PR #728, opened 2017-12-28
Add disabled_on to team metadata serializer.

elcct:
As in the title.

### DIFF
--- a/datahub/metadata/serializers.py
+++ b/datahub/metadata/serializers.py
@@ -13,6 +13,7 @@ class TeamSerializer(serializers.Serializer):
     role = NestedRelatedField(TeamRole, read_only=True)
     uk_region = NestedRelatedField(UKRegion, read_only=True)
     country = NestedRelatedField(Country, read_only=True)
+    disabled_on = serializers.DateTimeField(allow_null=True, read_only=True)
 
     class Meta:
         fields = '__all__'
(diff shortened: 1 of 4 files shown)


datahub/metadata/serializers.py
```diff
@@ -13,6 +13,7 @@ class TeamSerializer(serializers.Serializer):
     role = NestedRelatedField(TeamRole, read_only=True)
     uk_region = NestedRelatedField(UKRegion, read_only=True)
     country = NestedRelatedField(Country, read_only=True)
+    disabled_on = serializers.DateTimeField(allow_null=True, read_only=True)
```
reupen: Why don't we inherit from ConstantModelSerializer?

datahub/metadata/serializers.py
```diff
@@ -13,6 +13,7 @@ class TeamSerializer(serializers.Serializer):
...
 
     class Meta:
         fields = '__all__'
```
reupen: Weird this is here since it doesn't use ModelSerializer, can we remove? Looks like ConstantModelSerializer has the same problem too.

elcct: Indeed :) Removed. Thanks!

datahub/metadata/serializers.py
elcct: Good idea, done.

------

Transcribe the data word for word.

**Your solution:**
PR #728, opened 2017-12-28
Add disabled_on to team metadata serializer.

elcct:
As in the title.

### DIFF
--- a/datahub/metadata/serializers.py
+++ b/datahub/metadata/serializers.py
@@ -13,6 +13,7 @@ class TeamSerializer(serializers.Serializer):
     role = NestedRelatedField(TeamRole, read_only=True)
     uk_region = NestedRelatedField(UKRegion, read_only=True)
     country = NestedRelatedField(Country, read_only=True)
+    disabled_on = serializers.DateTimeField(allow_null=True, read_only=True)
 
     class Meta:
         fields = '__all__'
(diff shortened: 1 of 4 files shown)


datahub/metadata/serializers.py
```diff
@@ -13,6 +13,7 @@ class TeamSerializer(serializers.Serializer):
     role = NestedRelatedField(TeamRole, read_only=True)
     uk_region = NestedRelatedField(UKRegion, read_only=True)
     country = NestedRelatedField(Country, read_only=True)
+    disabled_on = serializers.DateTimeField(allow_null=True, read_only=True)
```
reupen: Why don't we inherit from ConstantModelSerializer?

datahub/metadata/serializers.py
```diff
@@ -13,6 +13,7 @@ class TeamSerializer(serializers.Serializer):
...
 
     class Meta:
         fields = '__all__'
```
reupen: Weird this is here since it doesn't use ModelSerializer, can we remove? Looks like ConstantModelSerializer has the same problem too.

elcct: Indeed :) Removed. Thanks!

datahub/metadata/serializers.py
elcct: Good idea, done.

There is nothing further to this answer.